[Start of Attachment]

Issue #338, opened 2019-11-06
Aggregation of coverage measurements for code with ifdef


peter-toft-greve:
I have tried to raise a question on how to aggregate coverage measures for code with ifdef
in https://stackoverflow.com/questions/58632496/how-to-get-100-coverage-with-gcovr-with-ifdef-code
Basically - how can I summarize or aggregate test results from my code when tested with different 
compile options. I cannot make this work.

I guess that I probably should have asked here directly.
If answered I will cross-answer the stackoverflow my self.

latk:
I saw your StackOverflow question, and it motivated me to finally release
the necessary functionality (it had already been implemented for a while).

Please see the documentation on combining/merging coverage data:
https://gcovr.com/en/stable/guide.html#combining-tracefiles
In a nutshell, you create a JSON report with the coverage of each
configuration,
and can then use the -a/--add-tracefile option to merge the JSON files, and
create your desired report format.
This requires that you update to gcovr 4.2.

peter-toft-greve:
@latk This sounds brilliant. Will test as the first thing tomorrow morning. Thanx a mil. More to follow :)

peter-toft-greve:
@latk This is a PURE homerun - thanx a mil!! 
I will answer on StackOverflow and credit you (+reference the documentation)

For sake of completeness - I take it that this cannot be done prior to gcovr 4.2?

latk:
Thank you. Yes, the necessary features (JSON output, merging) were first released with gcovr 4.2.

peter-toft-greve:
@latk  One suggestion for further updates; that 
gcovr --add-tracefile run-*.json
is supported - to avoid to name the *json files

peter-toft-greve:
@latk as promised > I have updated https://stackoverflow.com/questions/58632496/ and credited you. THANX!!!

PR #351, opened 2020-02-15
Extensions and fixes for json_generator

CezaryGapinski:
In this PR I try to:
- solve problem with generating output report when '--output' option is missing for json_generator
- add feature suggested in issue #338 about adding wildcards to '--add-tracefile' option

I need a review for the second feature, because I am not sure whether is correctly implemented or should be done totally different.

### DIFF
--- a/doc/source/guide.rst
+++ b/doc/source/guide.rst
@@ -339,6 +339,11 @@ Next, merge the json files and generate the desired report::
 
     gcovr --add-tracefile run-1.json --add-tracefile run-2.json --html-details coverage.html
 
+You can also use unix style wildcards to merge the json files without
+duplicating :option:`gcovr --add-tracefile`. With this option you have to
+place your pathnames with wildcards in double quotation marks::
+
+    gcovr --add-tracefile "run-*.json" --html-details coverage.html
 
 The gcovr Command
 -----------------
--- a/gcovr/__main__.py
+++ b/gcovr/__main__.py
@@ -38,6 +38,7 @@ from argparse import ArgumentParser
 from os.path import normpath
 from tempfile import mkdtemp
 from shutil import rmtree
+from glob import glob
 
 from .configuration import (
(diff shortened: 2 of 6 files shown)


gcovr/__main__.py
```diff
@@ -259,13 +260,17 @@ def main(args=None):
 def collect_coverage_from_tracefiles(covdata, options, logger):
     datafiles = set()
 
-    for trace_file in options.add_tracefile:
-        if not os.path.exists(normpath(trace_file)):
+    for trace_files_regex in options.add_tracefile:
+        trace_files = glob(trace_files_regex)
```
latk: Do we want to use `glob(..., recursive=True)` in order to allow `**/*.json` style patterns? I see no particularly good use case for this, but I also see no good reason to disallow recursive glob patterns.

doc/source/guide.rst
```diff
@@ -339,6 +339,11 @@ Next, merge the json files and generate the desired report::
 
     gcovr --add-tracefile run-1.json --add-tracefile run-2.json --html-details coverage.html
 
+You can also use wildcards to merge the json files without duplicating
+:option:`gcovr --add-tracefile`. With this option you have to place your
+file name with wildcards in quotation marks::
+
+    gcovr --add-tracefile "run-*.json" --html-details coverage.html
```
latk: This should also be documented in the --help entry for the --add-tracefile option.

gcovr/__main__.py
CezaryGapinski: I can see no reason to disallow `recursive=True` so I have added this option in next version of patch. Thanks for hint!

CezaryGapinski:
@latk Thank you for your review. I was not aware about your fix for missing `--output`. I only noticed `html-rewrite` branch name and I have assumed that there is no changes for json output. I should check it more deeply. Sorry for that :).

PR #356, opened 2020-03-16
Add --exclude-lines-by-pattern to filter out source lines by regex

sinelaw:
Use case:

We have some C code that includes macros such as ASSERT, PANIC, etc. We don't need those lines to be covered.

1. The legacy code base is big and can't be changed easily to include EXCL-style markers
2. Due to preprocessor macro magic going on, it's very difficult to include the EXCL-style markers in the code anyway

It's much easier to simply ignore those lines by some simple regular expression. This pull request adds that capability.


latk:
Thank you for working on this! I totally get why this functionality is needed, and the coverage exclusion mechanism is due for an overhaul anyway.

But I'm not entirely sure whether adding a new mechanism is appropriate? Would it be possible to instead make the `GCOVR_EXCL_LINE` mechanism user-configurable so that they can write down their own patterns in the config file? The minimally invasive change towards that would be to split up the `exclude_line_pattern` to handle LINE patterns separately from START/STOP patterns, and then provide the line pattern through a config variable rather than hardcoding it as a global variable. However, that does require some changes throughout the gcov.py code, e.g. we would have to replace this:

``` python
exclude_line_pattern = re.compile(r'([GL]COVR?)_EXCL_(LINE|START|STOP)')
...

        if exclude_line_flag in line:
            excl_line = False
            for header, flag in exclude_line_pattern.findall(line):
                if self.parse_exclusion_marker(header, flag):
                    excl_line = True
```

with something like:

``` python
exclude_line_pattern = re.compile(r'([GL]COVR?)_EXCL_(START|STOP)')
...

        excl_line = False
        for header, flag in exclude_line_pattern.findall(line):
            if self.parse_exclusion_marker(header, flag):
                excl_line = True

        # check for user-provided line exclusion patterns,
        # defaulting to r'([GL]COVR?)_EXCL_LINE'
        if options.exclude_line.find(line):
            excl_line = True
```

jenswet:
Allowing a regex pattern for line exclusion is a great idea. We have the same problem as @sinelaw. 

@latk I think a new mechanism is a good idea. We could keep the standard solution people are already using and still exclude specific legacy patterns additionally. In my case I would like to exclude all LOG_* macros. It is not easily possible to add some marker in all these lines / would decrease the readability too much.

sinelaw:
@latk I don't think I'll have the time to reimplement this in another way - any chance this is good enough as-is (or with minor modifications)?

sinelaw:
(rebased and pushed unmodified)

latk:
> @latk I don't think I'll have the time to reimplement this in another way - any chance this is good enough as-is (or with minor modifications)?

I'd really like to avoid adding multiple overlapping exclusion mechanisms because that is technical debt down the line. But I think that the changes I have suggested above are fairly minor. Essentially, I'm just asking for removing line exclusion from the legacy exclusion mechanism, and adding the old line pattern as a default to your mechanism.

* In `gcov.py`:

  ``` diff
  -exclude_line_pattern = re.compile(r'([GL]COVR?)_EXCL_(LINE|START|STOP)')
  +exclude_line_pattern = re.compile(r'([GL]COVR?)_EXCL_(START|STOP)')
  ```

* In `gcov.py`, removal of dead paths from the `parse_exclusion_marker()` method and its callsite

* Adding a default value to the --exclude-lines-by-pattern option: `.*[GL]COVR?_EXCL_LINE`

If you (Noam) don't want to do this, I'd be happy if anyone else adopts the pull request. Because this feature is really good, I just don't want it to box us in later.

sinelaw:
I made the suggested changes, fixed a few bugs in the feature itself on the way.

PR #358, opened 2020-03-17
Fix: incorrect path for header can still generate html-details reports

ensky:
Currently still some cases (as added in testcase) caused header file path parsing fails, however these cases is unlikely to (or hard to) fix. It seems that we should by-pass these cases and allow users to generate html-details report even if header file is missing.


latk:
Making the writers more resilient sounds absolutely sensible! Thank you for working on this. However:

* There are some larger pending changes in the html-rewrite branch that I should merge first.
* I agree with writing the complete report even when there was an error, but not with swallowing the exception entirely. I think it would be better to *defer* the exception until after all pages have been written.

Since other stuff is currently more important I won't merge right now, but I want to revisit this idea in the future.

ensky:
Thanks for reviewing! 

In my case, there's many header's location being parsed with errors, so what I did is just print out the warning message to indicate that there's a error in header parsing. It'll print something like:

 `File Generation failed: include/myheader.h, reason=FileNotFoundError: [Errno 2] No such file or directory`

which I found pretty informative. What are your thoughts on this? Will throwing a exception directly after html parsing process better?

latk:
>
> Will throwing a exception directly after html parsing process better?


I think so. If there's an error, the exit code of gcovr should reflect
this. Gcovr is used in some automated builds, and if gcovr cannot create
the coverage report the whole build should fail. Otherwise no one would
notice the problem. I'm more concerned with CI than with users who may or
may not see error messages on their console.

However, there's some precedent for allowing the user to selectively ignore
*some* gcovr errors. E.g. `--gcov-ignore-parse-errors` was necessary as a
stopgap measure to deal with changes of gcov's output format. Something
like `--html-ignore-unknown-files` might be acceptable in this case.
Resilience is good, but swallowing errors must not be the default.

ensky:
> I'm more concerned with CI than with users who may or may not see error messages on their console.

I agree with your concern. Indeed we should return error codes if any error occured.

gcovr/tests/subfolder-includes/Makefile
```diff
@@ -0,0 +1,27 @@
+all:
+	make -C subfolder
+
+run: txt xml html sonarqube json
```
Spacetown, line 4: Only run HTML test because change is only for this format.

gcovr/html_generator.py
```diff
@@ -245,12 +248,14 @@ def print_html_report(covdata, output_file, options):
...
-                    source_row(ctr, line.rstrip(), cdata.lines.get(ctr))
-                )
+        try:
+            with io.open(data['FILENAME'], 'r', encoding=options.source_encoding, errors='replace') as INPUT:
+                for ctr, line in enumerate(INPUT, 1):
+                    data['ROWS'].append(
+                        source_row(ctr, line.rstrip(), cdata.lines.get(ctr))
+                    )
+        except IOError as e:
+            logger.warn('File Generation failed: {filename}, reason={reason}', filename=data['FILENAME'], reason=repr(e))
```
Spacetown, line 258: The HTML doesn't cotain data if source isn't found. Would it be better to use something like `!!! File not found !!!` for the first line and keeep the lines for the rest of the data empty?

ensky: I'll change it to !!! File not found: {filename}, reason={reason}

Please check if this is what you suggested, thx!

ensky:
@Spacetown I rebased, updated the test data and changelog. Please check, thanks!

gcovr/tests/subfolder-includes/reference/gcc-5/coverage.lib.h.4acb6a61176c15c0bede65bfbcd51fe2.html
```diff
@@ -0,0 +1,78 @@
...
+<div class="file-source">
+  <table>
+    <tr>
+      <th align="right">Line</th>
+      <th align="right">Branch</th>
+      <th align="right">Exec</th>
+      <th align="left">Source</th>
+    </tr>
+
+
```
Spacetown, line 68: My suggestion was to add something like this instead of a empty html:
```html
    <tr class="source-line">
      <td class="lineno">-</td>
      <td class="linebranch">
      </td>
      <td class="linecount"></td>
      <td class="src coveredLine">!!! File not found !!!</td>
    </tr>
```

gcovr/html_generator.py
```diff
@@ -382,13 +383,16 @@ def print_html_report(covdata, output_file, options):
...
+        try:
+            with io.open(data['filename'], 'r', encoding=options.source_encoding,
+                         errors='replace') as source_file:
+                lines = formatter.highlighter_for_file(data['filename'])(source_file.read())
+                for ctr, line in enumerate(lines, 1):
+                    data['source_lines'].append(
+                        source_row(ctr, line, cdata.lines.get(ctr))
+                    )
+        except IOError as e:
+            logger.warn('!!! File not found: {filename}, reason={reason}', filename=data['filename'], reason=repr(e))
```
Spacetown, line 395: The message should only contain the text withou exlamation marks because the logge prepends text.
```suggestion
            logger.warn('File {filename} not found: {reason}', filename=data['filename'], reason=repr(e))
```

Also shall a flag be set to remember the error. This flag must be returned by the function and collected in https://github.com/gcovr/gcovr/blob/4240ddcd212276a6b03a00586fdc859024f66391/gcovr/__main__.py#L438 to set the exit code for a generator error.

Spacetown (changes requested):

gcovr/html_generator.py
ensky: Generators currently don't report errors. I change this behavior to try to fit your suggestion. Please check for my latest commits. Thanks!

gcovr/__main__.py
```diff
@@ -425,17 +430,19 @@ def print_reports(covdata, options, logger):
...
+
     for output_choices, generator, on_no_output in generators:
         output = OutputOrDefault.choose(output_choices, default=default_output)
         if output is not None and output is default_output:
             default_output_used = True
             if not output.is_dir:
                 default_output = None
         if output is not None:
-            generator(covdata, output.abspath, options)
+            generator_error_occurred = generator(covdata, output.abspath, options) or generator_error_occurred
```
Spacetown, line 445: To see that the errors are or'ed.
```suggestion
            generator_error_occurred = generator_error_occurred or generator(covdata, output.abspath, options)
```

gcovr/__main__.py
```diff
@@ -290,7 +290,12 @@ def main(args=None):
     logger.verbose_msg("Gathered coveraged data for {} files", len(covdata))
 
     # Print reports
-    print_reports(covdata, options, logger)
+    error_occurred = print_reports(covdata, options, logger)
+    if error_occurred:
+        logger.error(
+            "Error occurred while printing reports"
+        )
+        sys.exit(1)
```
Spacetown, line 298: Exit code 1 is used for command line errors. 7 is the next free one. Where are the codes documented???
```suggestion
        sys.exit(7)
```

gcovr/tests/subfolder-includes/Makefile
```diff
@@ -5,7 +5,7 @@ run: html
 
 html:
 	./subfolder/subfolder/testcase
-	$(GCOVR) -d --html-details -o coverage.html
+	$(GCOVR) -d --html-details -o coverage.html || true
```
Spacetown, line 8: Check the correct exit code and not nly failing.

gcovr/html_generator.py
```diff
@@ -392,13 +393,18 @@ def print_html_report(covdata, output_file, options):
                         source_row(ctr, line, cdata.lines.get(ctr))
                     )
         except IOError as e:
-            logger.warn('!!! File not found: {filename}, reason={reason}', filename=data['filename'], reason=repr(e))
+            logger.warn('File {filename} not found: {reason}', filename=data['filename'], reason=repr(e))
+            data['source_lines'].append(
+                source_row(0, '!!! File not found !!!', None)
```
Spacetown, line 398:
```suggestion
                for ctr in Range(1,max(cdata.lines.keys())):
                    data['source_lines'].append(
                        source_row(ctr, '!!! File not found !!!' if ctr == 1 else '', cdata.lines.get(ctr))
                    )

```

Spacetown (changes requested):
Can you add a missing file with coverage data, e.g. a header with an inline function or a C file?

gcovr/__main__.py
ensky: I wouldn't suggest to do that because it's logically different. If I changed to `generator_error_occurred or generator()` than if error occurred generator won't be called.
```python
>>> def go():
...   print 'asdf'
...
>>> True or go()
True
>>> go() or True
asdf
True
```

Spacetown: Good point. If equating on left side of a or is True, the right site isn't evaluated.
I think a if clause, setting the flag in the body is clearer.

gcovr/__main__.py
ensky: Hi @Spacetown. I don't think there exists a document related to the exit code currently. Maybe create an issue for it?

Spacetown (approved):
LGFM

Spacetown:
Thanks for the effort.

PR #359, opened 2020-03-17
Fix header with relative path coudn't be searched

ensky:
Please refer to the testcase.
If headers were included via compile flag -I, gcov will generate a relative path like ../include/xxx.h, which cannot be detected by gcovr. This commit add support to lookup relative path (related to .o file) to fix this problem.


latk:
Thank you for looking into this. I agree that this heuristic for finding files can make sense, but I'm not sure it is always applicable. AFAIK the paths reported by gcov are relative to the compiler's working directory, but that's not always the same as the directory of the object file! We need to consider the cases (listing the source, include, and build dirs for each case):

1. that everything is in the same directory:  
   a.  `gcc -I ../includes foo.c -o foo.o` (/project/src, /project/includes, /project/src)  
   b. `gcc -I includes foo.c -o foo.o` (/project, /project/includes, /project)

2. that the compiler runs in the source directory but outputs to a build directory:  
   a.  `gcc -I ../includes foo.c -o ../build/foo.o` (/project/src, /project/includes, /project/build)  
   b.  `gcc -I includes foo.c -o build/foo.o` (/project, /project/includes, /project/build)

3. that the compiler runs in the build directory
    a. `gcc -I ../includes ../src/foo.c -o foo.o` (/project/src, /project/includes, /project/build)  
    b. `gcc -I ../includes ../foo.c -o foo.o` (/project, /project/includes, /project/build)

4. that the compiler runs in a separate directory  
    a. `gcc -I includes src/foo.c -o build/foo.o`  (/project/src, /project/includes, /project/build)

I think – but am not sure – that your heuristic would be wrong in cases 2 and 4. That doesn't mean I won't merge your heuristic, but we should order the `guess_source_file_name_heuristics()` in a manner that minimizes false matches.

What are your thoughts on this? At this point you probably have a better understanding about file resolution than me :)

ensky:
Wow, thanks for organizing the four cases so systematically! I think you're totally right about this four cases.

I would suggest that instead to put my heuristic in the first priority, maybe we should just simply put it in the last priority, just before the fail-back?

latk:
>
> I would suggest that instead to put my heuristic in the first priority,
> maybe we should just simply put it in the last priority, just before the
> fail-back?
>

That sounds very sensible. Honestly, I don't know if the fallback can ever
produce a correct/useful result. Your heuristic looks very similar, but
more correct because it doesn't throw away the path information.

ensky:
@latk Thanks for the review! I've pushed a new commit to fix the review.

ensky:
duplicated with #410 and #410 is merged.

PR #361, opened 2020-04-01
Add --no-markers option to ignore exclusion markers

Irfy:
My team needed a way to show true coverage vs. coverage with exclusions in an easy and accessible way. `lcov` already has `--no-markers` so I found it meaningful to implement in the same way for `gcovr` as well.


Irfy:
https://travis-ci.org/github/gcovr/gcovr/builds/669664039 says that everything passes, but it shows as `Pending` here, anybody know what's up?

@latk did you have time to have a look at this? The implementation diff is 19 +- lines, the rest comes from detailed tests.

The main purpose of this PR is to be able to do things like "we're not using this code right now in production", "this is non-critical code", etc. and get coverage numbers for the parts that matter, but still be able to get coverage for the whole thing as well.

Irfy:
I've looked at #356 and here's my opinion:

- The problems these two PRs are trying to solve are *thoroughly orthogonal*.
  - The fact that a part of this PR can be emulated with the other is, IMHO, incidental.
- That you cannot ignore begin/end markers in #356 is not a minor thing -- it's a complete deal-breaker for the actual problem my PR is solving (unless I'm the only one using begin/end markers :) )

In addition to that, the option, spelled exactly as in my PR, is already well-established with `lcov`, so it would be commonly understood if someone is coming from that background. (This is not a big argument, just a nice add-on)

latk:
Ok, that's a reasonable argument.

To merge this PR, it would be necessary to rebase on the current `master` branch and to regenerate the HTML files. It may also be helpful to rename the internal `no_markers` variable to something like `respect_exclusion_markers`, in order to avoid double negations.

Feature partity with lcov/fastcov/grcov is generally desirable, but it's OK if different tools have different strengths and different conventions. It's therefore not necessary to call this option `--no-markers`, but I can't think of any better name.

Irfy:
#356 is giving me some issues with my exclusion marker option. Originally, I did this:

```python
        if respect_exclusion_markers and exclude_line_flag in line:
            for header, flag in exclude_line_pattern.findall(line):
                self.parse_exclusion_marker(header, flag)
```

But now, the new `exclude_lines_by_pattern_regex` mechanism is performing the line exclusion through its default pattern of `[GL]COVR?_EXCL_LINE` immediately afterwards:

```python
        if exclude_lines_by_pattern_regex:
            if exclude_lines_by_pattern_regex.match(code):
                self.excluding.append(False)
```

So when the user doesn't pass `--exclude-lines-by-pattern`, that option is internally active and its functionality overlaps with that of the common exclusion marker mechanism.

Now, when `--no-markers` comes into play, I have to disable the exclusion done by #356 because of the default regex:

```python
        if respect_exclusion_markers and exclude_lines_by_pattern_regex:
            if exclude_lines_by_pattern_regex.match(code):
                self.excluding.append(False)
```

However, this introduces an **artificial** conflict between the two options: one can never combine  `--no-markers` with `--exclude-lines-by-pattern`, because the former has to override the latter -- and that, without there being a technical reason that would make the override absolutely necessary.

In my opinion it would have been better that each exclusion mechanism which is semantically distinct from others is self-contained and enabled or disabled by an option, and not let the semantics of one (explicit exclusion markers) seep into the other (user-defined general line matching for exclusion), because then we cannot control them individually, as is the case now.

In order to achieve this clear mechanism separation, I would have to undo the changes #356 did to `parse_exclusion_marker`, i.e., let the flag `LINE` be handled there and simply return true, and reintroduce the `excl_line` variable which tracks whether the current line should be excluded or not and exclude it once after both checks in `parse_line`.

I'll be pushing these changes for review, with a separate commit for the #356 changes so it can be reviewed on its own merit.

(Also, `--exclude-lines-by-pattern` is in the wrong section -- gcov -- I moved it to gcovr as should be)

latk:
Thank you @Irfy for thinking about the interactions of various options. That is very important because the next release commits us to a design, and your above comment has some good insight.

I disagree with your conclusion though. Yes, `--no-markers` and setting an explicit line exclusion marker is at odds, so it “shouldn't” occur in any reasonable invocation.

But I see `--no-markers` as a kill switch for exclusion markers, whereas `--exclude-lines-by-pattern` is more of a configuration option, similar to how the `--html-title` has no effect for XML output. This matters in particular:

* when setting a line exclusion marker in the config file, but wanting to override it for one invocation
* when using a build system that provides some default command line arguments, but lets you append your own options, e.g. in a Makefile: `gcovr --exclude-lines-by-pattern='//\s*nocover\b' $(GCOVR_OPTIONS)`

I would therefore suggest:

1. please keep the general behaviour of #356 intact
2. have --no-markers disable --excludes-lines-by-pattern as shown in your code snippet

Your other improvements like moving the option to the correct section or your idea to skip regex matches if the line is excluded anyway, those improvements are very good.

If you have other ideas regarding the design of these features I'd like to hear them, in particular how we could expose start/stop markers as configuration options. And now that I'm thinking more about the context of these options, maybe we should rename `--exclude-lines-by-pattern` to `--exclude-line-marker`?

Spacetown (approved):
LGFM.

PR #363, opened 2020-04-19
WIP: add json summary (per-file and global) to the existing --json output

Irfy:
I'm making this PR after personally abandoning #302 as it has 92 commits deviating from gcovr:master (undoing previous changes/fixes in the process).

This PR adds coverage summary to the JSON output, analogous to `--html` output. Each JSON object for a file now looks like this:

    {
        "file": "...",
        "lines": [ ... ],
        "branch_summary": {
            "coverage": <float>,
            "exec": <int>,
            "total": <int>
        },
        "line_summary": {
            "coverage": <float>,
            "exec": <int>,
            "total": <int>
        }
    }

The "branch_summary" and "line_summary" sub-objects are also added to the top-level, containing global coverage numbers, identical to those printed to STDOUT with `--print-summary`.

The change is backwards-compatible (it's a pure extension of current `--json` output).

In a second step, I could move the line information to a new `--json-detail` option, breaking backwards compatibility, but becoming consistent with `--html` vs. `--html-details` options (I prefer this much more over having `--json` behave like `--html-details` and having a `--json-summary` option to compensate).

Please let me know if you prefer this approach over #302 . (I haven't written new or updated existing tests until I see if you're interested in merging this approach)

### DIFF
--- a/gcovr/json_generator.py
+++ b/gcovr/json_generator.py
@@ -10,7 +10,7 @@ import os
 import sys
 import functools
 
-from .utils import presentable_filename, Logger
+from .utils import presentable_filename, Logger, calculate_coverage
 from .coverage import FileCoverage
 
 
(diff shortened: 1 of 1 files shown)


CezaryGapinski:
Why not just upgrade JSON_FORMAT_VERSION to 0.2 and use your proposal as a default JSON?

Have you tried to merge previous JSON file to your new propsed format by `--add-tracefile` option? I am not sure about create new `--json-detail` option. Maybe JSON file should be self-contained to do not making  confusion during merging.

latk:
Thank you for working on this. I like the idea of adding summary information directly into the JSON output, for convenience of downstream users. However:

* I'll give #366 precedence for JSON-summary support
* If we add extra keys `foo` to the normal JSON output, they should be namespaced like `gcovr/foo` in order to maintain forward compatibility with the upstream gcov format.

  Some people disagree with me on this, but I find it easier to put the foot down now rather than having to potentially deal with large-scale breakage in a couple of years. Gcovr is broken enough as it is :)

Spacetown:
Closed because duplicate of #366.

[End of Attachment]

» What to do
Scan the entries above. Copy each line that has the string "questions".

» Output
in https://stackoverflow.com/questions/58632496/how-to-get-100-coverage-with-gcovr-with-ifdef-code
@latk as promised > I have updated https://stackoverflow.com/questions/58632496/ and credited you. THANX!!!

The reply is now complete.